I recently noticed horizontal cracks in the bathroom tile, running almost the entire width of the shower/tub enclosure back wall. We have had issues with crown molding separating ever since we installed a new HVAC system and we are considering adding a humidifier to the system. It appears that the material in the house may be drying out.

The discoloration in the grout is because it was wet. I've never seen grout like this until I moved here. We also have some separation of the back shower wall from the sides. But now that summer is here, and it is more humid, the cracks and separations are less noticeable.

I'm just concerned that this may be an issue with the new bathroom. Any thoughts?

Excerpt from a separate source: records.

PR #3636, opened 2023-02-06
Correct typos and clarify fix_controller.rst

srtee:
**Summary**

Fixes some typos and adds math expression c_0 for the initial control variable value; removes the "E-hat" term from equations (which doesn't appear elsewhere in the support doc or the source code)

**Author(s)**

Shern Tee, University of Queensland

**Licensing**


athomps (approved):
Yes, the \hat{E} term is inconsistent with the implementation and should be removed.

PR #3639, opened 2023-02-06
Heffte integration

mkstoyanov:
**Summary**

Replaces the builtin MPI communication algorithms for FFTs with heFFTe. The replacement is controlled via a CMake switch `-DFFT_HEFFTE` and the heFFTe library can be either independently installed or downloaded and compiled as part of this project.

Currently, heFFTe is simply a replacement inside the wrapper data-structures and no FFT calls have been modified.

**Related Issue(s)**

No current issue, although a PR was done in the past.

**Author(s)**

Miroslav Stoyanov (ORNL) and Stanimire Tomov (ICL)

**Licensing**

**Backward Compatibility**

Fully backwards compatible.

**Implementation Notes**

Changed the calls inside the FFT wrapper, all tests ran and passed.

**Post Submission Checklist**


stanmoore1 (commented):
This looks clean with minimal changes, nice job. @mkstoyanov is there a reason only FFTW and MKL are supported? How hard would it be to add support for cuFFT and hipFFT?

mkstoyanov:
cuFFT and hipFFT require synchronization between Kokkos and heFFTe backends. It's not much, but it is more and it does belong to a different set of files.

I don't want to overwhelm the PR with too many changes, I will add cuFFT and hipFFT in a separate PR.

sjplimp:
@mkstoyanov Thanks for submitting, as Stan said this does look nice and clean.  A few additional issues to address and/or clarify:

(1) Add support for traditional make, not just Cmake - all LAMMPS options support both.  For make, I think this would mean adding a lib/heffte dir and an Install.py script within it.  See lib/mdi for a good example.  The Install.py will allow for downloading and building heFFTe in that dir (via its own Cmake), or pointing to an existing installation of heFFTe on someone's system.

(2) Related to (1), the traditional make will need compile-time variables set and recognized by the build with heFFTe.  These are documented in doc/src/Build_settings.rst - see the FFT sub-section.  Note that -DFFT_HEFFTE would conflict with -DFFT_FFTW or -DFFT_MKL, so probably there needs to be a another variable to toggle between packages (heFFTe vs native) and the existing one for the 1d FFT specification (FFTW, MKL, KISS).  I.e. it looks like heFFTe needs both those flavors of variables.

(3) Related to Stan's Q, not clear if heFFTe in LAMMPS will run on GPUs (if available) on on the CPU.  Likewise is there overlap/collision between the support in LAMMPS via Kokkos for running FFTs on the GPUs with Cuda lib calls.  If heFFTe will be CPU-only in LAMMPS, then possibly something needs to be disabled when running the Kokkos version of PPPM with Kokkos FFTs.

(4) Somewhere in the doc pages there should be a paragraph or two added to explain to a LAMMPS user the motivation for trying or using heFFTe instead of the native LAMMPS FFTs.  E.g. what kind of hardware or what kind of use cases are likely to run faster with heFFTe, and by how much (percentage).  E.g. huge FFT grids, or large proc counts, or problems where KSpace dominates, or ??  For now, this motivation could go in 3.5.2 of the manual, but we could also think about putting it somewhere more visible.  E.g. in the kspace_style pppm section.

mkstoyanov:
I do not intend this PR to be the end-all of the Lammps-heFFTe integration. This integrates the CPU version of heFFTe with the CPU version of Lammps, it is self-contained, and it will be one of the building blocks towards the complete integration. Experience has taught me that several small and self-contained PRs are much better than a gigantic blob touching many aspects and issues.

Specifically to the questions:

(1) OK, I can do that.

(2) Right now, there is no conflict between the compile time options. The `-DFFT_HEFFTE` options toggles between native backend and heFFTe, while the `-DFFT_FFTW` and `-DFFT_MLK` select the backend. Thus `-DFFT_FFTW` meand native FFT with FFTW while `-DFFT_HEFFTE` with  `-DFFT_FFTW` means heFFTe + FFTW. I will do that with CUDA and HIP.

(3) The GPU support is intended for another PR.

(4) I can add the doc, but things will change. Right now, the main advantage comes from the pipelined version of the point-to-point communication, where we overlap packing, sending and receiving. The original Lammps code overlaps only packing and receiving (packing and sending are not overlapped). This leads to improvement for moderate to large size problems when using the point-2-point algorithm. 

An additional advantage can be exploited if we change the FFT wrapper class and allow for real inputs. Currently, Lammps converts read data to complex (by padding with zeros) then starts MPI operations, effectively sending a bunch of zeros on the first pass (in the brick to brick case). heFFTe can take the real data, communicate brick-2-pencil without padding, then pad and continue. The result is 10 - 15% less data being communicated. But I don't want to make all changes in a single PR.

sjplimp:
@mkstoyanov Sounds good - thanks for the clarifications.

Re (4) - I suggest just documenting motivation for the current PR (which could include promises of future features X,Y,Z), so users are educated.  Then future PRs can amend the doc/motivation.

akohlmey:
> The `-DFFT_HEFFTE` options toggles between native

This is a bit confusing within the context of how LAMMPS selects defines. -DFFT_XXX should be an indication of the backend FFT. Please also note that with traditional make it is possible to not set any -DFFT_XXX define and then it falls back to the internal KISS FFT routines. More consistent with other features from packages would be to have a define -DLMP_HEFFTE to enable the alternate code paths enabled and provided by the package. 

Another question is: does HEFFTE support -DFFT_SINGLE?
If not, there should be protection to error out at compile time if not.

mkstoyanov:
> This is a bit confusing within the context of how LAMMPS selects defines. -DFFT_XXX should be an indication of the backend FFT. Please also note that with traditional make it is possible to not set any -DFFT_XXX define and then it falls back to the internal KISS FFT routines. More consistent with other features from packages would be to have a define -DLMP_HEFFTE to enable the alternate code paths enabled and provided by the package.

Let me get this right, you want `-DFFT_HEFFTE` to enable heFFTe but also ignore/conflict with `FFT_FFTW` and `FFT_MKL`? 

Then have a separate variable `-DLMP_HEFFTE` that would be set `FFTW` or `MKL` or any future backend?

> 
> Another question is: does HEFFTE support -DFFT_SINGLE? If not, there should be protection to error out at compile time if not.

heFFTe uses C++ templates and overloads to automatically handle both single and double precision.

Related note: heFFTe doesn't support KISS

akohlmey:
> Let me get this right, you want `-DFFT_HEFFTE` to enable heFFTe but also ignore/conflict with `FFT_FFTW` and `FFT_MKL`?
> 
> Then have a separate variable `-DLMP_HEFFTE` that would be set `FFTW` or `MKL` or any future backend?

No. When the package is installed it sets -DLMP_HEFFTE **instead of** `-DFFT_HEFFTE` and that enables the code path using the HeFFTe library instead of the LAMMPS FFT wrappers.

Any choice of backend FFT that is not supported should lead to a compile time error.

> heFFTe uses C++ templates and overloads to automatically handle both single and double precision.

That is not what I am asking. Does it set/use/interface the FFT_SCALAR data type that is used elsewhere in LAMMPS to select between single and double precision FFTs and then compile, link, and run correctly when -DFFT_SINGLE is set.

LAMMPS has been around a long time and there are some quirky combination of settings that can happen. The FFT support affects multiple features, so we will have to go through a whole bunch of permutations of settings that will need to be either confirmed to compile/link/run or should be protected against with preprocessor checks leading to compile time errors.

As you plan to integrate your feature in stages, this will also need to be done in stages. I am just mentioning it now so it doesn't come as a surprise later.

cmake/Modules/Packages/KSPACE.cmake
```diff
@@ -46,6 +46,36 @@ else()
...
+if(FFT_HEFFTE)
+  # if FFT_HEFFTE is enabled, switch the builtin FFT engine with Heffte
+  if(FFT STREQUAL "FFTW3") # respect the backend choice, FFTW or MKL
+    set(HEFFTE_COMPONENTS "FFTW")
+    set(Heffte_ENABLE_FFTW "ON" CACHE BOOL "Enables FFTW backend for heFFTe")
+  elseif(FFT STREQUAL "MKL")
+    set(HEFFTE_COMPONENTS "MKL")
+    set(Heffte_ENABLE_MKL "ON" CACHE BOOL "Enables MKL backend for heFFTe")
+  else()
+    message(FATAL_ERROR "Using -DFFT_HEFFTE=ON, requires FFT either FFTW or MKL")
```
mkstoyanov, line 59: @akohlmey CMake will issue a configuration error if the wrong backend is selected for heFFTe.

I will adjust the variable names as you suggested.

src/KSPACE/fft3d_wrap.cpp
```diff
@@ -27,30 +27,66 @@ FFT3d::FFT3d(LAMMPS *lmp, MPI_Comm comm, int nfast, int nmid, int nslow,
...
 
 /* ---------------------------------------------------------------------- */
 
 void FFT3d::compute(FFT_SCALAR *in, FFT_SCALAR *out, int flag)
 {
+  #ifndef HEFFTE
   fft_3d((FFT_DATA *) in,(FFT_DATA *) out,flag,plan);
+  #else
+  if (flag == 1)
+      heffte_plan->forward(reinterpret_cast<std::complex<FFT_SCALAR>*>(in),
```
mkstoyanov, line 72: @akohlmey here `in` and `out` are declared as pointers to `FFT_SCALAR` which is float or double.

When I cast to `std::complex<FFT_SCALAR>` the precision is preserved, i.e., we will have single or double complex pointers. At this point, heFFTe will pick up the data and perform the appropriate operations in single or double precision.

cmake/CMakeLists.txt
```diff
@@ -1026,6 +1026,11 @@ if(PKG_KSPACE)
   else()
     message(STATUS "Using non-threaded FFTs")
   endif()
+  if (FFT_HEFFTE)
+    message(STATUS "Using distributed algorithms from heFTTe")
```
stanmoore1, line 1030: Using distributed algorithms from heFTTe for FFTs

cmake/CMakeLists.txt
```diff
@@ -1026,6 +1026,11 @@ if(PKG_KSPACE)
...
+  else()
+    message(STATUS "Using builtin distributed algorithms")
```
stanmoore1, line 1032: Using builtin distributed algorithms for FFTs

doc/src/Build_settings.rst
```diff
@@ -76,6 +82,8 @@ LAMMPS can use them if they are available on your system.
          -D MKL_INCLUDE_DIR=path     # ditto for Intel MKL library
          -D FFT_MKL_THREADS=on       # enable using threaded FFTs with MKL libraries
          -D MKL_LIBRARY=path         # path to MKL libraries
+         -D Heffte_ROOT=path         # path to an existing heFFTe installation
+
```
stanmoore1, line 86: Need to document how to use Heffte with Traditional Make as well, i.e. add the flag below.

stanmoore1 (changes requested):
@mkstoyanov this looks close, just a few small change requests.

akohlmey:
@mkstoyanov this has been sitting idle for over three months now. Will there be updates?

mkstoyanov:
> @mkstoyanov this has been sitting idle for over three months now. Will there be updates?

I'm trying, but you guys threw a pretty big curve ball at me with the support for GNU Make. I'll give it another shot by the end of the month.

mkstoyanov:
I think I managed to pull the GNU make dependencies from CMake, but will have to do another PR.

PR #3649, opened 2023-02-13
Collected small fixes

akohlmey:
**Summary**

This pull request collects multiple small fixes and updates

**Related Issue(s)**

N/A

**Author(s)**

Axel Kohlmeyer, Temple U

**Licensing**

**Backward Compatibility**

No known issues.

**Implementation Notes**

- define a new constant MAXBIGINT_DOUBLE in the Variable class that will not overflow like MAXBIGINT when assigned to a double and cast back to a bigint
- add `link_check` target to `doc/Makefile` to automate checking links
- fix outdated, broken links and URL related typos in the manual
- improve error message for variable evaluation with `dump_modify every`
- add missing fallback URL function to CMake module for plugins
- remove debug printf() from ML-IAP support in KOKKOS
- apply clang-format to beck pair styles

**Post Submission Checklist**

### DIFF
--- a/cmake/Modules/LAMMPSInterfacePlugin.cmake
+++ b/cmake/Modules/LAMMPSInterfacePlugin.cmake
@@ -88,6 +88,18 @@ function(get_lammps_version version_header variable)
     set(${variable} "${date}" PARENT_SCOPE)
 endfunction()
 
+# determine canonical URL for downloading backup copy from download.lammps.org/thirdparty
+function(GetFallbackURL input output)
+  string(REPLACE "_URL" "" _tmp ${input})
+  string(TOLOWER ${_tmp} libname)
+  string(REGEX REPLACE "^https://.*/([^/]+gz)" "${LAMMPS_THIRDPARTY_URL}/${libname}-\\1" newurl "${${input}}")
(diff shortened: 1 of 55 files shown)


akohlmey:
@sjplimp @athomps I am a bit conflicted about the change to `lmptype.h`. On one hand it seems to be natural, to make this constant (the largest value of a signed 64-bit integer that can be stored in a double with "full" precision (since the lower 9 bits are truncated to zero)) available globally. On the other hand, it only applies to the variable code. Elsewhere 64-bit ints are usually encoded/decodes into doubles with `ubuf` where the truncation does not happen. `lmptype.h` is a bit "messy" and confusing and I would like to keep it as "clean" as possible since it is included almost everywhere.

sjplimp:
@akohlmey I think the small changes you added to lmptype.h are fine.  However I am confused by what MAXBIGINT-512 is useful for.  I am thinking a double precision value has ~9 bits less precision than a full 64 bit int.  So wouldn't you have to shift MAXBIGINT by 9 bits, not just subtract 512 ?

sjplimp (approved):

PR #3650, opened 2023-02-14
Implementation of analytical expressions for Born matrix in bond_class2 & bond_gromos

evoyiatzis:
**Summary**

Implementation of analytical first and second order derivatives of potential energy with respect to distance  for bond gromos and bond class 2

**Related Issue(s)**

No related issue

**Author(s)**

E. Voyiatzis - email evoyiatzis@gmail.com

**Licensing**

**Backward Compatibility**

No issue with backward compatibility

**Implementation Notes**

The results with these expressions match the ones obtained with the numerical differentiation using compute born/matrix with numdiff 

**Post Submission Checklist**

### DIFF
--- a/src/CLASS2/bond_class2.cpp
+++ b/src/CLASS2/bond_class2.cpp
@@ -32,7 +32,10 @@ using namespace LAMMPS_NS;
 
 /* ---------------------------------------------------------------------- */
 
-BondClass2::BondClass2(LAMMPS *lmp) : Bond(lmp) {}
+BondClass2::BondClass2(LAMMPS *lmp) : Bond(lmp)
+{
+  born_matrix_enable = 1;
+}
 
 /* ---------------------------------------------------------------------- */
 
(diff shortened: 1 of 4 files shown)


evoyiatzis:
@akohlmey I am not sure which unit tests to add for this feature. can you provide some help?

akohlmey:
> @akohlmey I am not sure which unit tests to add for this feature. can you provide some help?

There is currently no provision to support testing this facility in the general force-style unit tests. That would require either adding some tag to the YAML file format to explicitly enable additional checks and store the properties and some introspection functionality to determine if the tests could and should be run and the data stored.

That would be a non-trivial effort.

You could add some explicit test program that tests only the born matrix component and then has individual tests for all supported styles. See unittest/force-styles/test_pair_list.cpp or unittest/force-styles/test_mliappy_unified.cpp. In this case there would be a "test fixture" that creates/deletes a LAMMPS instance with standard settings and then a set of commands changing the bond or pair style and tests/checks using it. More like in e.g. unittest/commands/test_regions.cpp

athomps (approved):

PR #3652, opened 2023-02-15
Moved region check from constructor to init()

### LINKED ISSUE #3642: [BUG] Fix gcmc region extends outside simulation box when using triclinic region
**Summary**

fix gcmc command throws "fix gcmc region extends outside simulation" when using a triclinic box and a prism region that has any dimension larger than their box dimension minus their tilt.

Operating System: Red Hat Enterprise Linux
CPE OS Name: cpe:/o:redhat:enterprise_linux:7.9:GA:server
Kernel: Linux 3.10.0-1160.36.2.el7.x86_64
Architecture: x86-64

LAMMPS (23 Jun 2022 - Update 2) issue happening both on intel and gnu compiled versions

**Expected Behavior**

fix gcmc should run normally with the selected prism region as it does not physically go beyond the boundary of the box

**Actual Behavior**

ERROR: Fix gcmc region extends outside simulation box (src/MC/fix_gcmc.cpp:144)

**Steps to Reproduce**

When the user defines a triclinic box such as:

0.0      22.85  xlo xhi
0.0      13.22  ylo yhi
0.0      40.0  zlo zhi
10.08 0  0  xy xz yz

Define a subregion as region mc prism 0 EDGE 0 EDGE 25 32 10.08 0 0 which should restrict where atoms can be acted upon only along the z direction. With this setup any fix gcmc command using this region will not run, throwing "ERROR: Fix gcmc region extends outside simulation box (src/MC/fix_gcmc.cpp:144)". The biggest possible region is then: mc prism 0 $(22.85 - 10.08) 0 EDGE 25 32 10.08 0 0

Axel Kohlmeyer gave me a quick fix that is available at https://matsci.org/t/gcmc-region-triclinical-box-error/46594

Unfortunately, this fix seems to only work when LAMMPS is ran in serial mode. Using MPI will end up in either ERROR: Fix gcmc region extends outside simulation box (src/MC/fix_gcmc.cpp:**150**) or LAMMPS being frozen.

athomps:
**Summary**

The region check is moved from the constructor to init(), so that current box settings are used.

**Related Issue(s)**

This fixes #3642

**Author(s)**

Aidan Thompson

**Licensing**

**Backward Compatibility**

N/A

**Implementation Notes**

See above

**Post Submission Checklist**


stanmoore1 (commented):
Does this still work if the box dimension change on the fly, like with `fix deform` or `fix npt`?

athomps:
Yes, if the box changes on-the-fly, the region might extend outside the box. Is there a way to detect this, maybe a flag in class Domain?

stanmoore1:
>Is there a way to detect this, maybe a flag in class Domain?

I don't think so. When the box changes, the KSpace coefficients need to be recomputed by calling `kspace->setup()`. Currently this is all done by manual calls, but a callback or flag in `Domain` seems like a better solution, which could be used by other classes like GCMC as well.

```
grep "kspace->setup" *

fix_box_relax.cpp:  if (kspace_flag) force->kspace->setup();
fix_deform.cpp:  if (kspace_flag) force->kspace->setup();
fix_deform_kokkos.cpp:  if (kspace_flag) force->kspace->setup();
fix_nh.cpp:    if (kspace_flag) force->kspace->setup();
fix_nh.cpp:    force->kspace->setup();
fix_nh_kokkos.cpp:    if (kspace_flag) force->kspace->setup();
fix_press_berendsen.cpp:  if (kspace_flag) force->kspace->setup();
```

akohlmey:
> Yes, if the box changes on-the-fly, the region might extend outside the box. Is there a way to detect this, maybe a flag in class Domain?

Wouldn't it be better to take the intersection of the region and the box?
This is what my expectation would be and also what people would want if they want to insert particles within a given range in one dimension, but across the entire box in the other two or similar.

Worst case, we would have to add an interface that would allow fix gcmc to adjust the region when the box dimensions change.

athomps:
Yes, intersection would be nice, if there is a good *general* way to implement it.  The requirements on the region are:

1. ability to sample uniformly
2. a measure of volume, currently done once using 10000000 random points in bounding box, in constructor.

athomps:
I decided to keep this bugfix simple, so just moved region bounds check to init(), nothing else. I also updated LJ reference log output, because the reported atom counts were mysteriously too low by about 3 atoms, even though all other data is correct.

stanmoore1 (approved):

PR #4128, opened 2024-04-08
Draft: Use CMake CUDA/HIP language

rbberger:
**Summary**

This is WIP to work through what is needed to transform both GPU and the Kokkos packages to support CMake's CUDA/HIP language support and avoid the wrappers (`nvcc_wrapper`/`hipcc`). This uses [CMake features](https://cmake.org/cmake/help/latest/prop_tgt/CUDA_FATBIN_COMPILATION.html) that have only become available in CMake 3.27.

**Related Issue(s)**

**Author(s)**

@rbberger 

**Licensing**

By submitting this pull request, I agree, that my contribution will be included in LAMMPS and redistributed under either the GNU General Public License version 2 (GPL v2) or the GNU Lesser General Public License version 2.1 (LGPL v2.1).

**Backward Compatibility**

**Implementation Notes**

- ~also fixes a typo in the GPU package CUDA cubin header generation code~ (wasn't a bug, the generated name did have the extra `_`)

**Post Submission Checklist**

- [ ] The feature or features in this pull request is complete
- [ ] Licensing information is complete
- [ ] Corresponding author information is complete
- [ ] The source code follows the LAMMPS formatting guidelines
- [ ] Suitable new documentation files and/or updates to the existing docs are included
- [ ] The added/updated documentation is integrated and tested with the documentation build system
- [ ] The feature has been verified to work with the conventional build system
- [ ] The feature has been verified to work with the CMake based build system
- [ ] Suitable tests have been added to the unittest tree.
- [ ] A package specific README file has been included or updated
- [ ] One or more example input decks are included

**Further Information, Files, and Links**

PR #4233, opened 2024-07-14
Rewrite, modernize and complete cmake install

rbberger:
**Summary**

WIP: this is currently a proof-of-concept to improve the situation for plugin writers. I've explicitly not looked at platform specific issues like Windows builds, but maintained some of the helper functionality that was part of `LAMMPSCXXInterface.cmake`.

* update how LAMMPSConfig.cmake is generated; note there will be more changes necessary to make it complete, e.g. detecting more dependencies
* installs all headers necessary for plugins, including package headers like OPENMP
* make compilation definitions / compile options PUBLIC so they are inherited by plugins
* add `lammps_add_plugin` helper
* rewrote the `examples/plugins/CMakeLists.txt` to take advantage of the update CMake install

**Related Issue(s)**

**Author(s)**

@rbberger 

**Licensing**

**Backward Compatibility**

**Implementation Notes**

**Post Submission Checklist**


rbberger:
@akohlmey this one might still take a bit, will need to recreate the windows environment somehow. in the meantime, you should probably cherry-pick 8119d8a7e7a9e69410c16e3f8099674f20857279

akohlmey:
> @akohlmey this one might still take a bit, will need to recreate the windows environment somehow. in the meantime, you should probably cherry-pick [8119d8a](https://github.com/lammps/lammps/commit/8119d8a7e7a9e69410c16e3f8099674f20857279)

Thanks, done.

akohlmey:
@rbberger can we (that is you and I) have a discussion within the next few weeks on how we tackle this and also PR #4128?

I suspect that raising the minimum CMake version to 3.20 is not going to be enough, but on the other hand for some newer CMake versions, the current scripting may not be compatible. So there would have to be some duplication based on CMake versions. But at the same time, we have the process of slowly removing functionality from the GNU make build and the time for a proper from-the-ground-up refactor of CMake would be once GNU make is history. This means, there is a lot of moving targets and we need some kind of strategy to navigate them.

rbberger:
Yes, let's figure out a time via Slack.

rbberger:
@akohlmey I don't have a windows system a the moment, could you check out why the path becomes `\\D:\\a\\lammps\\lammps\\build\\helloplugin.so` ?

akohlmey:
> @akohlmey I don't have a windows system a the moment, could you check out why the path becomes `\\D:\\a\\lammps\\lammps\\build\\helloplugin.so` ?

I will give it a look when I find some time between waiting for merges to pass testing. :wink:

akohlmey:
> @akohlmey I don't have a windows system a the moment, could you check out why the path becomes `\\D:\\a\\lammps\\lammps\\build\\helloplugin.so` ?

@rbberger I think I have figured it out. There is a problem with manipulating windows PATH variables, since they use a semi-colon as a separator (unlike unix with a colon). However, that conflicts with CMake's interpretation of a semi-colon as a separator of list items. We need to require for Windows CMake version 3.20 so we can use the cmake_path() command: https://cmake.org/cmake/help/v3.20/command/cmake_path.html

Will make some tests and update the PR branch accordingly, if they succeed.

akohlmey:
@rbberger I am stumped. It works nicely on my Windows virtual machine with Windows 11 and up-to-date MSVC, but fails on GitHub's Windows Server machine.

unittest/commands/CMakeLists.txt
```diff
@@ -2,16 +2,25 @@
 
 add_executable(test_simple_commands test_simple_commands.cpp)
 
-# tests for the plugin command require the PLUGIN package
-if(PKG_PLUGIN)
+# tests for the plugin command require the PLUGIN package and won't work on windows
+if((NOT (CMAKE_SYSTEM_NAME STREQUAL "Windows")) AND PKG_PLUGIN)
```
rbberger: @akohlmey why did you re-add this? It won't build the plugins in that case.

akohlmey: Not intentionally.

akohlmey: That would explain why it works on my virtual machine and not on GitHub: it uses the old plugins, but those are missing with the GitHub runner.

cmake/CMakeLists.txt
```diff
@@ -171,18 +178,20 @@ if(LAMMPS_CXX11)
 endif()
 set(CMAKE_CXX_STANDARD_REQUIRED ON)
 set(CMAKE_CXX_EXTENSIONS OFF CACHE BOOL "Use compiler extensions")
+target_compile_features(lammps PUBLIC cxx_std_${CMAKE_CXX_STANDARD})
+set_target_properties(lammps PROPERTIES CXX_EXTENSIONS ${CMAKE_CXX_EXTENSIONS})
 # ugly hacks for MSVC which by default always reports an old C++ standard in the __cplusplus macro
 # and prints lots of pointless warnings about "unsafe" functions
 if(MSVC)
   if((CMAKE_CXX_COMPILER_ID STREQUAL "MSVC") OR (CMAKE_CXX_COMPILER_ID STREQUAL "Intel"))
-    add_compile_options(/Zc:__cplusplus)
```
akohlmey, line 178: @rbberger this is a problematic change. These MSVC custom settings are required for "everything" and they need to be applied consistently.

rbberger: Which targets did I miss?

akohlmey: I can't easily tell. But is exactly why the global option is convenient and easier. That way there is no question.

rbberger: I really want to get away from global manipulations. Convenience isn't as selling point, since you pay it in other ways later. But, you own CMake now. So ultimately it's your call. I'm telling you it's a bad idea and it's generally considered bad practice. I don't have time for the expensive back and forth, but I found it amusing to ask ChatGPT about the exact reasons...

akohlmey: I am aware of the bad practice (and some, but not all of the potential problems), but I am also concerned about keeping it easy to have people submit packages with CMake support, and not burden them with too much porting effort. At the moment, we have an advantage there, since I've seen people struggle providing GNU make support to their packages.

BTW: Another bad practice that we are currently employing is the extensive use of globbing. Including/excluding files based on package selection would be much more straightforward, if we didn't. My main concern is that if we build up all these extra requirements to contributors, however this would be following best practices, we will never be able to drop GNU make. ... and the latter currently is a higher priority for me at the moment.

I don't want to have a long-winded argument about principles at the moment either. My master plan is to keep changes small until we have eliminated GNU make support. Then we can do a deeper reorganization and at that point, employing more best practices should be on the agenda.

rbberger: So what are you proposing? Have the new target-based approach (which is useful for CMake clients) and keep the global options as catch all for the local build?

akohlmey: I have not looked at this in sufficient detail, so I cannot make a decision or proposal right now. I have to better understand which problem this PR is addressing first.

akohlmey:
We need to look into ways to have the LAMMPS python module installed as part of `make install`. I am thinking of just bypassing the complex processing with building a wheel that is done by `make install-python` and just copy the files at some suitable location under CMAKE_INSTALL_PREFIX and leave the rest (python dependencies, setting LD_LIBRARY_PATH or adding a file to /etc/ld.so.conf.d) to the user.

PR #4236, opened 2024-07-20
Replace (some) snprintf() in dump classes with fmt::sprintf()

akohlmey:
**Summary**

The code in the Dump*::convert_string() methods is quite complex and hard to read and writing to a buffer with changing offset is a bit risky. This collects the formatted line(s) into a std::string class using fmt::sprintf() (which add type safety thanks to throwing exceptions same as fmt::format()) and then copies that to the designated buffer and expanding the buffer as needed.

A secondary goal is to try silence new warnings from CodeQL: https://github.com/lammps/lammps/security

**Related Issue(s)**

This builds on PR #4232 by @rbberger 

**Author(s)**

Axel Kohlmeyer, Temple U

**Licensing**

**Backward Compatibility**

No known issues. Should be completely transparent. Unit tests on dumps pass.

**Implementation Notes**

fmt::sprintf() works a bit like fmt::format() but uses traditional printf() format strings.

**Post Submission Checklist**

- [ ] Make benchmake to compare the speed of "fmt::sprintf()" and "snprint()"


akohlmey:
@sjplimp I've added the line:
```
dump 1 all custom 1 big.dump id type element x y z xu yu zu fx fy fz vx fy fz
dump_modify 1 element X
```
to in.melt
and there is about 18% overhead for the output from the changes in this PR. Atom style dump is similar.

I expected less. Generally for its native processing fmt is much faster, so it is probably the printf() part that is creating overhead.

sjplimp:
Hmm - I don't really want any slowdown at all, since almost all simulations use these dump files.
Since the current code works fine, safety isn't a real concern.  I wouldn't want to change it unless you can make it faster and simpler/safer.

akohlmey:
> I wouldn't want to change it unless you can make it faster and simpler/safer.

At the moment, I suspect that requires a different approach that doesn't use printf() style format strings, but rather you would specify only the field width and the (floating point) precision and then use fmt::format(). We had discussed this before and were divided about whether this is an improvement or not.

 That would require a major rewrite and a different implementation. So I am closing this pull request for now.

large view of cracked tiles/wall

Close view of cracked tiles/wall

  • 2
    I'm more concerned that it might be an issue with your house. Cracks along entire walls mean that things which should not be moving, are. That can be VERY bad, depending what the root cause is.
    – Ecnerwal
    May 29, 2015 at 1:59
  • What is the height (1) above the floor, and (2) above the start of the tile by the floor? I'm interested in whether either of these are 4'. May 29, 2015 at 4:18
  • Thanks for responding. We had an inspector check the house last year who advised that the cracks were basic settling and nothing to worry about. the height of the crack above the floor is about 51 inches. And it is over the tub. About 37 3/4 inches up from tub.
    – Wil Hall
    May 29, 2015 at 10:30
  • 2
    I'm guessing that's the seam of a backerboard, so yes, it's either basic settling, or more substantial movement. You'll know more when you do the reno. May 29, 2015 at 14:18
  • If the house is wooden framed (99% of houses around here); then it will expand and contract annually with moisture changes (we live right on the Atlantic coast and heat with wood in the winter; so we see relative humidity changes as high as 50% or 60% every year). Make sure your contractor understands this problem. There are many design decisions you can take to allow for the movement (e.g. chimneys don't move so allow space around the thimble thru the wooden wall). See: Bruce Hoadley "Understanding Wood"
    – ericx
    Nov 18, 2015 at 16:59

1 Answer 1


I had a similar problem in my house, and I started digging out and replacing the cracked tiles. That turned out to be rather tedious, as the tiles were well attached to the wall and there was much collateral damage.

Ultimately my diagnosis was as Aloysius Defenestrate hints at in the comments. The cracks were along a seam between two backer boards. In my case concrete board below, green board above. The boards where not obviously taped at the seams or supported by any horizontal lath boards between the studs. Either one might have mitigated the problem. Inevitably I ruined the underlying backerboard removing the cracked tiles, but I could see the underlying structure.

My repairs involved pre-drilling and toe-screwing some lath boards as support. and layering up new backer, thinset and tiles.